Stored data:
- - -

PR #709, opened 2026-08-30
fix(inbox): claim pending messages atomically to stop duplicate delivery

### LINKED ISSUE #406: [Bug] Duplicate inbox delivery: concurrent deliver_pending picks the same PENDING message twice (pick→mark window unprotected)
## Symptom

The same PENDING inbox message is occasionally delivered twice to a terminal, a few milliseconds apart — the worker receives the identical prompt twice (double `send_keys`), which can double-run a task.

## Evidence

Server log `cao_2026-07-09_17-45-39.log` (local run): identical send_keys pairs 4 ms apart at 17:51:09, 17:52:44, and 17:59:45 — three duplicate deliveries to the same terminal in one session.

## Root cause pointer

`src/cli_agent_orchestrator/services/inbox_service.py` — `deliver_pending`'s get-pending → type-into-terminal → mark-DELIVERED sequence is not atomic and has no per-terminal mutual exclusion. Two concurrent `deliver_pending` invocations (e.g. one triggered by a status-monitor idle transition and one by a message-send hook) both read the same PENDING row before either marks it DELIVERED.

## Suggested direction

Either a per-terminal delivery lock (async lock keyed by terminal id held across pick→send→mark), or DB-level claim-before-send (single UPDATE … WHERE status='PENDING' … RETURNING as the pick). We run the per-terminal-lock variant in our fork and it has held under burst tests (message floods while the terminal flaps idle/busy); happy to upstream it as a PR if maintainers want.

AmirF194:
Fixes #406.

`deliver_pending()` read a terminal's PENDING inbox rows with `get_pending_messages()`, then marked them DELIVERED right before `send_input()`. That is a read-then-write gap, not an atomic claim: the status-event path, the immediate-delivery path, and the retry sweep can all call `deliver_pending()` for the same terminal, so two of them can read the same PENDING row before either one marks it, and both deliver it.

`claim_pending_messages()` (in `database.py`) replaces the read with a single `UPDATE inbox SET status = 'delivered' WHERE id IN (SELECT ... WHERE status = 'pending' ORDER BY created_at LIMIT n) RETURNING ...`. That statement both picks and marks the rows atomically, so only one caller's UPDATE matches each row; every other caller finds it already DELIVERED and gets nothing back for it. `deliver_pending()` now calls this instead of the old read-plus-loop, and the existing PENDING/FAILED reset paths on a send failure are untouched.

I confirmed every entry point into inbox delivery goes through `deliver_pending()` (the status-event consumer, `poll_opencode_pending_messages()`, and both call sites in `api/main.py`), so the atomic claim covers the whole surface described in the issue, not just one path into it.

## Verification

- Added `test_claim_pending_messages_only_one_caller_wins` and `test_claim_pending_messages_concurrent_threads_never_double_claim` (two real OS threads racing the same rows over an on-disk SQLite file), both fail against the old `get_pending_messages()` read-based approach and pass against `claim_pending_messages()`.
- Updated the existing `deliver_pending()` unit tests (`test_inbox_service.py`, `test_plugin_event_emission.py`) that asserted the old DELIVERED-then-maybe-reset sequence.
- Ran the full suite in Docker on Python 3.10 and 3.12 (the CI matrix's extremes): no new failures against a same-container baseline on `main`. I did not verify the three `TestSessionOwnershipIntegration` cases or the `test_manifest_freeze`/`test_git_baseline`/`test_path_validation` cases either way, since they fail identically with and without this diff in a plain `python:3.1x-slim` container (missing `tmux`, running as root, and so on), unrelated to this change.
- `black`, `isort` clean on the changed files; `mypy` reports no new issues.


src/cli_agent_orchestrator/services/inbox_service.py
```diff
@@ -93,14 +94,12 @@ def deliver_pending(
...
-        # can re-emit an IDLE/COMPLETED status event, re-entering deliver_pending.
-        # If the messages were still PENDING then, they would be delivered twice.
-        # Marking them DELIVERED first closes that window; the except path resets
-        # them to FAILED.
-        for message in messages:
-            update_message_status(message.id, MessageStatus.DELIVERED)
+        # Claim atomically (#164, #406): a concurrent deliver_pending call for this
+        # terminal can reach this point before this one commits, so only an atomic
+        # UPDATE, not a prior read, decides who delivers each message.
+        messages = claim_pending_messages(terminal_id, limit=limit)
```
haofeif: **[P1] Serialize the whole per-terminal delivery sequence**\n\nThe atomic claim only arbitrates individual rows. If two callers both pass the preceding pending/status checks while the terminal is IDLE and at least two rows are queued, caller A claims the oldest row and caller B claims the next one; both then call `send_input()` concurrently. The real tmux sink performs separate paste, delay, and Enter operations with no delivery lock, so these calls can interleave. I reproduced `paste:first, paste:second, enter:second, enter:first`, with both rows left `DELIVERED`. That can concatenate/reorder tasks and consumes two messages in one IDLE cycle despite this service’s contract. Please hold a per-terminal lock across the pending read, status check, claim, send, and failure reset (or otherwise serialize that complete sequence), rather than only making the row claim atomic.

haofeif (changes requested):
Reviewed exact head `75bc2fbe833a122574fef96c670ea8c001e3e752`. The atomic UPDATE prevents two callers from claiming the same row, but it does not serialize delivery to one terminal. A deterministic two-thread reproduction with two queued rows reached two overlapping sends (`paste:first`, `paste:second`, then the two submits), so this still violates the one-message-per-IDLE-cycle contract and can merge or reorder tasks. Changes requested for the inline P1.

src/cli_agent_orchestrator/services/inbox_service.py
AmirF194: Good catch, thanks. Pushed a fix: deliver_pending now holds a per-terminal lock across the whole read-check-claim-send-reset sequence, so two callers claiming different rows for the same terminal can no longer both call send_input concurrently. Other terminals are unaffected, each gets its own lock. Added a real two-thread regression test that fails without the lock and passes with it. Also rebased onto main to pick up the session-ownership PR that landed since this was opened.

src/cli_agent_orchestrator/services/inbox_service.py
```diff
@@ -71,72 +109,73 @@ def deliver_pending(
...
-            if EAGER_INBOX_DELIVERY and status in (
-                TerminalStatus.PROCESSING,
-                TerminalStatus.WAITING_USER_ANSWER,
-            ):
-                provider = provider_manager.get_provider(terminal_id)
-                eager_eligible = provider is not None and getattr(
-                    provider, "accepts_input_while_processing", False
-                )
-            if not eager_eligible:
+        with _terminal_delivery_lock(terminal_id):
```
haofeif, line 378: [P1] Coalesce concurrent delivery attempts instead of queuing them

This blocking lock prevents the two `send_input()` calls from overlapping, but every contender still runs the full delivery after it acquires the lock. `send_input()` returns immediately after submitting Enter; `notify_input_sent()` only arms a future status detection, while `assume_processing_on_dispatch` defaults to false and no provider overrides it. A caller that waited behind the first therefore sees the same cached `IDLE`, claims the next row, and pastes it before the first task has begun processing. The added regression test codifies this by requiring `len(intervals) == 2`. I reproduced two IDLE checks and `paste:first, enter:first, paste:second, enter:second` from two simultaneous callers. This removes byte interleaving but still consumes two messages in one IDLE cycle, so the second task can be buffered or interpreted during the first turn while both rows remain DELIVERED. Coalesce/return when delivery is already active (or track a dispatch generation/busy state under the lock), and leave the second row pending until a later ready event.

haofeif (changes requested):
The new per-terminal lock fixes the byte-level overlap from the prior review, but a queued contender still sends the next message in the same cached-IDLE cycle. One blocking delivery issue therefore remains.

src/cli_agent_orchestrator/services/inbox_service.py
AmirF194: You're right, and I confirmed it by reading notify_input_sent/get_status directly. Without assume_processing_on_dispatch, notify_input_sent only arms the next PROCESSING detection, it does not flip the cached status itself, and status_monitor.get_status() keeps returning the pre-send IDLE/COMPLETED until real terminal output runs through StatusMonitor. So the lock only decided who goes first, both contenders still passed the same stale ready check.

Pushed a follow-up commit that adds a per-terminal busy marker alongside the lock. It is set right after a successful send_input and checked at the top of deliver_pending before touching the DB or status_monitor, so a second call for the same terminal coalesces and leaves its row PENDING instead of dispatching into the same cycle. The marker is cleared the moment InboxService.run() sees the next status event for that terminal (that only fires once the real pipeline has processed a genuine transition, so it cannot be fooled by the same stale value). It also expires after a short window on its own, so a terminal that stops producing any status event after the dispatch cannot get wedged shut against the orphaned-message reconcile sweep.

Extended the regression test: two simultaneous callers against a constantly-IDLE mocked status now assert exactly one send_input call and one row left PENDING, plus a follow-up test showing that row delivers once a later status event clears the marker, and a TestRun case confirming a PROCESSING event clears the marker even though it does not itself trigger delivery. Ran the targeted suite (test/services/test_inbox_service.py test/clients/test_database.py test/services/test_plugin_event_emission.py) in a clean container, 126/126 pass, and confirmed the new tests fail against the pre-fix code (they error on the missing busy-marker attribute, and reverting just the source changes reproduces the original two-send behavior). black and isort are clean on the diff.

src/cli_agent_orchestrator/services/inbox_service.py
```diff
@@ -42,8 +128,15 @@ async def run(self, registry: PluginRegistry | None = None) -> None:
...
                 event = await queue.get()
                 status_value = event["data"]["status"]
+                terminal_id = terminal_id_from_topic(event["topic"])
+                # Any published status event means _apply_detection ran a genuine
+                # transition for this terminal (it dedupes no-op repeats), so the
+                # cached value a concurrent deliver_pending call would have seen is
+                # now stale. Clear the busy marker before deciding whether to
+                # deliver, so a real ready event right behind a dispatch is never
+                # starved by its own dispatch (#709).
+                _clear_dispatch_active(terminal_id)
```
haofeif: [P1] Only clear this guard for a post-dispatch transition

A status event in this queue is not necessarily newer than the dispatch that set `_dispatch_active`: the immediate API, OpenCode poller, and reconcile paths call `deliver_pending()` outside this consumer. If an IDLE event is already queued, one of those paths can send the first row and set the marker before `run()` consumes the older event; this line then clears the marker and the cached IDLE lets the event path claim and send the second row in the same cycle. I reproduced that exact ordering by queueing IDLE before the first `deliver_pending()` call, delaying `run()`, and observed `first, second`. Independently, the five-second expiry permits the same two sends with no status event at all when startup/output latency exceeds the window. Tie the guard to a status generation/sequence captured at dispatch (or move the source-of-truth status to busy atomically); neither an unsequenced event nor elapsed wall time proves the first turn has advanced.

haofeif (changes requested):
Re-reviewed at exact head `49caa558d367349e99cd33783e3133d3add8b091`. The busy marker fixes the simultaneous-contender reproduction, but it is not causally tied to a post-dispatch status transition: an older queued status event or the fixed timeout can remove it while the first turn is still active. The one-message-per-ready-cycle P1 therefore remains.

src/cli_agent_orchestrator/services/inbox_service.py
AmirF194: Good catch, and confirmed by reading the ordering directly: the busy marker had no way to tell a status event that predates the dispatch from one that follows it.

Pushed a fix that gives StatusMonitor a monotonic per-terminal transition counter (get_status_generation), published alongside each status event. deliver_pending now snapshots that counter when it marks the terminal busy, and run() only clears the marker when the incoming event's generation is strictly newer than the one recorded at dispatch time. A stale, already-queued event can no longer clear a marker set after it.

Added two focused regression tests: one that reproduces your exact ordering (a generation-1 event queued before a dispatch that also observes generation 1, marker must survive) and one confirming a genuinely later event (generation 2) still clears it, so the fix cannot regress into never clearing. Full targeted suite 159/159 green.

src/cli_agent_orchestrator/services/inbox_service.py
```diff
@@ -30,6 +36,104 @@
...
+    """True while a dispatch for this terminal is still within its coalescing
+    window and no later status event has cleared it. Expires stale entries in
+    place so a terminal that never produces another status transition does
+    not stay wedged shut forever."""
+    with _dispatch_active_guard:
+        entry = _dispatch_active.get(terminal_id)
+        if entry is None:
+            return False
+        dispatched_at, _generation_at_dispatch = entry
+        if time.monotonic() - dispatched_at < INBOX_DISPATCH_COALESCE_WINDOW_S:
```
haofeif: [P1] Keep the guard until readiness is re-established

The generation check now prevents an older queued event from clearing the marker, but this branch still removes it solely because five seconds elapsed. There is no contract that a provider must emit output or a PROCESSING transition inside that window; after a slow/silent start, the cached status can still be the same pre-send IDLE. The next immediate delivery (and especially the five-second OpenCode poller) then claims and sends a second row during the first turn. I reproduced this on the new head with no status event: after advancing past the configured window, two `deliver_pending()` calls produced `first, second` against the unchanged IDLE/generation. A timeout may trigger recovery/revalidation, but elapsed time alone must not authorize another send; retain the guard until a newer transition proves the cycle advanced, or atomically move the source-of-truth status out of ready at dispatch.

haofeif (changes requested):
Re-reviewed at exact head `2d44ecdc2aabef516b6b4d6961f3959efeb972e2`. The status-generation check fixes the pre-dispatch queued-event race from the previous review. The independent elapsed-time bypass remains: the guard still expires without evidence that the first turn advanced, so one blocking delivery issue remains.

src/cli_agent_orchestrator/services/inbox_service.py
AmirF194: You're right, and I reproduced it the same way: patching the window small and sleeping past it with the mocked status and generation held constant, deliver_pending sent twice.

Pushed a fix that removes the elapsed-time expiry entirely. The busy marker now only ever clears through the existing generation check, so a terminal that never produces another status event holds its remaining PENDING messages instead of risking a second send; the message that set the marker was already delivered. INBOX_DISPATCH_COALESCE_WINDOW_S is gone along with the time-based path.

Replaced the test that asserted the old expiry with one asserting the marker survives elapsed time, and added a regression test driving two deliver_pending calls with a real sleep past the old window and no status event, confirming only one send. Full targeted suite 129/129 pass; also confirmed the same scenario against the pre-fix code in a clean container produces two sends.

AmirF194:
Copilot flagged three real gaps, all fixed here (head a90a05b):

1. claim_pending_messages used UPDATE ... RETURNING, which needs SQLite 3.35+
and this codebase explicitly avoids RETURNING elsewhere for that reason
(workflow_journal.py's _connect docstring). Replaced it with a BEGIN IMMEDIATE
transaction: the write lock is taken before the SELECT runs, so no other
writer's claim can interleave, without needing RETURNING to report which rows
changed. Verified with concurrent threads racing the claim in a clean
container: each gets a distinct row, no duplicates.

2. InboxService.run() indexed event["data"]["generation"] directly, but
ApprovalBridge already publishes to the same terminal.*.status topic without
one (see its own tests), so that shape is live, not hypothetical. Now
defaults to 0 instead of raising.

3. StatusMonitor.clear_terminal()/reset_buffer() popped every other
per-terminal dict but left _status_generations behind. Now popped in both.

Also rebased onto main to pick up #712, which touched the same files and
added its own simpler per-terminal lock for a very similar race. Kept this
PR's atomic claim and generation-based coalescing (the parts your last four
rounds of review shaped) and dropped the now-redundant lock from #712, since
this design already covers what it did.

Full targeted suite (test/services/test_inbox_service.py
test/clients/test_database.py test/services/test_plugin_event_emission.py
test/services/test_status_monitor.py) 182/182 pass; full suite matches main's
own 21 pre-existing environmental failures (no git binary, root-owned HOME)
with nothing new. black/isort clean.

src/cli_agent_orchestrator/services/inbox_service.py
```diff
@@ -32,32 +34,106 @@
...
+    separate steps: two concurrent callers can each claim a different PENDING
+    row for the same terminal and then both call terminal_service.send_input,
+    interleaving their paste/delay/Enter sequences at the tmux pane (#709).
+    Holding this lock across the whole read-check-claim-send-reset sequence
+    makes deliveries to one terminal fully sequential again; other terminals
+    are unaffected since each gets its own lock.
+    """
+    with _delivery_registry_guard:
+        lock, count = _delivery_locks.get(terminal_id, (threading.Lock(), 0))
+        _delivery_locks[terminal_id] = (lock, count + 1)
```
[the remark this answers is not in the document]
AmirF194: Confirmed, fixed at b14d9a5: only construct the Lock when the terminal key is absent instead of on every call.

src/cli_agent_orchestrator/services/inbox_service.py
```diff
@@ -66,8 +142,24 @@ async def run(self, registry: PluginRegistry | None = None) -> None:
             try:
                 event = await queue.get()
                 status_value = event["data"]["status"]
+                # Other publishers share this topic (e.g. ApprovalBridge) and don't
+                # carry a generation, so default to 0 rather than raise: that never
+                # clears a real dispatch marker early, it just leaves this one
+                # event unable to confirm one (see _clear_dispatch_active).
+                event_generation = event["data"].get("generation", 0)
+                terminal_id = terminal_id_from_topic(event["topic"])
```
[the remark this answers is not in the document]
AmirF194: Confirmed, fixed at b14d9a5. ApprovalBridge only subscribes to this topic; StatusMonitor is the sole publisher and always includes a generation. Reworded the comment to say that.

src/cli_agent_orchestrator/clients/database.py
```diff
@@ -1714,6 +1716,63 @@ def get_pending_messages(receiver_id: str, limit: int = 1) -> List[InboxMessage]
...
+    same receiver_id) never select and mark the same row twice: the immediate
+    write lock is taken before the SELECT runs, so no other writer's claim can
+    interleave between the pick and the flip. Avoids ``UPDATE ... RETURNING``,
+    which needs SQLite 3.35+ and is not verified at this project's CI floor
+    (see workflow_journal.py's ``_connect`` docstring on the same tradeoff).
+    """
+    with SessionLocal() as db:
+        raw_conn = db.connection().connection.dbapi_connection
+        raw_conn.execute("BEGIN IMMEDIATE")
+        try:
```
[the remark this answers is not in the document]
AmirF194: Tested this directly: db.connection() marks the SQLAlchemy Core transaction as begun logically, but with the pysqlite dialect it does not issue a real BEGIN to sqlite3 until the first statement actually executes (raw_conn.in_transaction reads False right after db.connection()). The manual BEGIN IMMEDIATE right after is therefore the first real transaction start, and the existing concurrent-claim tests (test_claim_pending_messages_concurrent_threads_never_double_claim) already exercise this path with real threads and pass. Not changing this; happy to revisit if you have a repro where it raises.

AmirF194:
Copilot's latest pass flagged one more real gap (suppressed comment on inbox_service.py:263): the busy marker was recorded from the generation read after send_input returned, but send_input's own notify_input_sent(assume_processing=True) applies a PROCESSING transition synchronously before the tmux paste even happens. If a genuine completion transition ALSO landed inside send_input's own blocking window (fast turn, output arriving during the submit-delay path), the post-call read was already the final generation, and the marker would then wait for a transition that had already happened and would not repeat, coalescing every future message to that terminal until the process restarts.

Fixed at head 4035a95 by reading the generation immediately before and immediately after send_input, and only arming the marker when at most one bump happened (the expected own-PROCESSING bump). When more than one already happened, the turn is already over and no long-lived guard is needed.

Reproduced with a real two-bump sequence in test_completion_inside_send_input_does_not_starve_the_next_message: fails on the pre-fix code (second message stuck PENDING with nothing able to release it), passes with the fix. Full targeted suite still green (183/183), black/isort clean.

I did not take Copilot's literal suggestion of moving the mark to before send_input, since that would clear the guard on the same PROCESSING transition it is meant to survive and reopen the eager-delivery race from the earlier rounds. The fix above keeps the marker anchored to the completion transition while closing the gap Copilot found.

src/cli_agent_orchestrator/services/inbox_service.py
```diff
@@ -96,83 +198,107 @@ def deliver_pending(
...
+                    # marker is meant to survive (#709 sixth review round). If MORE
+                    # than one bump already landed, a genuine completion transition
+                    # (not just our own PROCESSING one) happened inside send_input's
+                    # own blocking window, e.g. output arriving during the tmux
+                    # submit-delay path, and the turn is already over. Marking
+                    # busy against that already-stale generation would wait for a
+                    # transition that has already happened and will never repeat,
+                    # coalescing every future message to this terminal forever.
+                    post_dispatch_generation = status_monitor.get_status_generation(terminal_id)
+                    if post_dispatch_generation - pre_dispatch_generation <= 1:
```
haofeif: [P1] Preserve a direct completion that occurs inside `send_input`

The `<= 1` threshold assumes one bump is always `send_input`'s synthetic PROCESSING transition, but `BaseProvider.assume_processing_on_dispatch` is false and no provider overrides it, so production `send_input()` calls `notify_input_sent()` without changing the status generation. A fast turn may therefore validly go directly from IDLE to COMPLETED while the blocking send is in progress: that is exactly one genuine bump. This branch then records the already-final COMPLETED generation as active; the queued completion event has the same generation and `_clear_dispatch_active()` requires a strictly newer one, so no event can release the marker and every later inbox row remains PENDING until restart. I reproduced this with the real `StatusMonitor`: generation 1 IDLE -> generation 2 COMPLETED inside the send, consuming event generation 2 left `_dispatch_active` set, and a second delivery stayed at one send with statuses `DELIVERED, PENDING`. Anchor the guard to the pre-dispatch generation (with failure cleanup), or otherwise distinguish an actual dispatch-generated transition rather than inferring causality from the number of bumps.

haofeif (changes requested):
Re-reviewed exact head `4035a956f48d545c94424d442d5abdb0105991d5`. Removing the elapsed-time bypass fixes the previous review finding, and the targeted 183-test set passes. The latest generation-delta fix is based on a false premise, however: no provider currently enables synchronous PROCESSING-on-dispatch, so a valid direct completion is classified as an unconfirmed dispatch and permanently strands later inbox rows. One blocking delivery issue remains.

src/cli_agent_orchestrator/services/inbox_service.py
AmirF194: You're right, and I reproduced it by mocking the exact sequence: pre-dispatch generation snapshot, then two real transitions landing during the blocking send with the second one COMPLETED. The old code marked busy against that already-final generation and nothing could ever release it.

Pushed a fix that stops inferring the transition from the bump count. It anchors on the pre-dispatch generation instead: unchanged means nothing detected yet, still busy. Changed means a real transition landed, and now it trusts the status behind that transition directly rather than counting bumps, only marking busy if the terminal is genuinely still not ready.

gutosantos82 (changes requested):
# PR Review: #709 — fix(inbox): claim pending messages atomically to stop duplicate delivery

## Summary
Fixes #406 with a three-layer design: an atomic `BEGIN IMMEDIATE` claim in the DB (`claim_pending_messages`), a refcounted per-terminal delivery lock, and a dispatch-active busy marker gated on a new per-terminal status-generation counter. After seven rounds of maintainer review, every previously raised condition is addressed at head `de959f3`, and dynamic verification confirms the targeted suites pass (183/183) including the newest regression test. However, the generation counter is reset by `clear_terminal`/`reset_buffer` while the busy marker is not, which introduces a new permanent-stranding variant in exactly the failure family the earlier rounds closed — that should be fixed before merge.

- **[correctness][consistency] src/cli_agent_orchestrator/services/status_monitor.py:644,667 + src/cli_agent_orchestrator/services/inbox_service.py:75** — `clear_terminal()`/`reset_buffer()` pop `_status_generations` (the counter restarts at 1 on a relaunch of the same terminal id), but `inbox_service._dispatch_active` is never co-reset. If a terminal is reset/relaunched while a dispatch marker is set at generation N, every post-reset event carries generation 1, 2, … ≤ N, so `_clear_dispatch_active`'s strictly-greater check never fires: the marker survives forever, `deliver_pending` (including the reconcile sweep) coalesces every message, and that terminal's inbox is silently stranded with no recovery short of a server restart. This also breaks the "monotonic" contract the `_status_generations` docstring states. The trigger window is narrow (reset must land inside the unconfirmed post-dispatch window), but the consequence is unbounded — the same "coalescing every future message forever" failure the seventh-round fix explicitly set out to avoid. Fix: clear `_dispatch_active[terminal_id]` from the same teardown/reset paths that clear StatusMonitor state (a small `inbox_service` hook), and/or treat an event generation *below* the recorded one as proof of a reset and clear the marker. (introduced)

## Important (should fix)
- **[correctness][security] src/cli_agent_orchestrator/services/inbox_service.py:75** — `_dispatch_active` is never reaped on terminal teardown. `_delivery_locks` is refcounted and self-cleans, and `_status_generations` is popped in `clear_terminal`, but a terminal deleted while holding an unconfirmed marker leaks its entry for the process lifetime. Slow unbounded growth on a long-lived server under normal terminal churn (not attacker-amplifiable — only real dispatches create entries). The teardown hook for the blocking finding above fixes this too. (introduced)
- **[correctness] src/cli_agent_orchestrator/services/inbox_service.py:~311-330** — the busy marker is applied uniformly to the eager-delivery path (#251). For an `accepts_input_while_processing` provider delivered to mid-turn, the post-send generation is typically unchanged, so the marker is set and every subsequent message coalesces until the next genuine transition. That narrows eager delivery from "push messages as they arrive mid-turn" to "at most one per detected transition" — a possible unintended #251 regression. Either skip the marker on the eager PROCESSING/WAITING_USER_ANSWER branch or state explicitly that the throttling is intended. (introduced)
- **[conventions] docs/inbox-delivery.md** — the canonical inbox doc still describes the duplicate-wakeup race as live and frames an atomic claim as future work ("GH #115 … would make delivery atomic"), and the new intentional coalescing behavior (a PENDING message held until the next genuine transition) contradicts its "Standard Delivery" section. Stale per CODEBASE.md's documentation-maintenance rule; update it to describe the atomic claim + dispatch-active coalescing. (introduced)
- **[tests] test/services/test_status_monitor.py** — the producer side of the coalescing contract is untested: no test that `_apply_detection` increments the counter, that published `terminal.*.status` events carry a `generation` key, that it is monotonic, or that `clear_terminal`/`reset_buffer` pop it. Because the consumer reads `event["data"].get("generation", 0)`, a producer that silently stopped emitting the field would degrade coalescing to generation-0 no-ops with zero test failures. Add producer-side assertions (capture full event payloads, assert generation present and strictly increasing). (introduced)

- - -

Task instructions:
Could you find each line in the entries that contains the string "racing" and copy it?

Solved problem:
- Added `test_claim_pending_messages_only_one_caller_wins` and `test_claim_pending_messages_concurrent_threads_never_double_claim` (two real OS threads racing the same rows over an on-disk SQLite file), both fail against the old `get_pending_messages()` read-based approach and pass against `claim_pending_messages()`.
changed. Verified with concurrent threads racing the claim in a clean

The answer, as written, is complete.